* Problem description *
Locate the word "prevent" in the data below, then copy every line that holds it.

* Records for the task *

PR #2129, opened 2024-10-31
Mark AddTypeHandlerImpl as obsolete and prevent lost updates via AddTypeHandler

### LINKED ISSUE #1815: SqlMapper.AddTypeHandler not thread safe

mgravell:
`AddTypeHandlerImpl` was never intended to be `public`; oops

also drive-by fix to prevent lost updates via AddTypeHandler

- mark AddTypeHandlerImpl as obsolete
- syncronize type-handler mutates, to prevent lost writes

fix #1815

alternate to #2107

### DIFF
--- a/Dapper/SqlMapper.cs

* Task answer *
Mark AddTypeHandlerImpl as obsolete and prevent lost updates via AddTypeHandler
also drive-by fix to prevent lost updates via AddTypeHandler
- syncronize type-handler mutates, to prevent lost writes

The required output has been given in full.